At the young age of 18 she joined the Young Communist League, she herself explained that


It was out of my Jim Crow experiences as a young negro woman, experiences likewise born of working-class poverty that led me to join the Young Communist League and to choose the philosophy of my life, the science of Marxism-Leninism — that philosophy not only rejects racist ideas, but is the antithesis of them.”

Already at such a tender age, the young woman understands the exploitation and oppression that is faced. By 1948 she had become the editor of Negro Affairs for the party's paper the Daily Worker and had evolved into an accomplished speaker on human and civil rights. Her best-known piece of writing, 'An End to the Neglect of the Problems of the Negro Woman!' appeared in a well-known magazine (which can be read here) in the article she writes that 

'The low scale of earnings of the Negro woman is directly related to her almost complete exclusion from virtually all fields of work except the most menial and underpaid, namely domestic service'

Jones here is clearly to identify the oppression black women face, where not only is the earnings low but the available fields of work are ones which are psychically exhausting.
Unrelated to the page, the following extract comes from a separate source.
PR #613, opened 2025-08-12
[AIEX] Fully define s20 incoming Phi operands

andcarminati:
This combiner is necessary for AIESuperRegRewriter to work correctly.


llvm/lib/Target/AIE/AIECombinerHelper.cpp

Her success continued as she was editor of the party’s paper, a regular national speaker on civil and human right issues, and she became the National Director of the Young Communist League when she was aged 25 However, they somehow deemed her as being too politically radical and imprisoned her several times. She was deported from the USA and gained asylum in Britain in 1955, she spent her remaining years working with London's African-Caribbean community. She then founded and edited The West Indian Gazette the founder and editor of the first black British weekly newspaperThe West Indian Gazette.  This newspaper was an important aspect of Jones’ struggle for equality for black people.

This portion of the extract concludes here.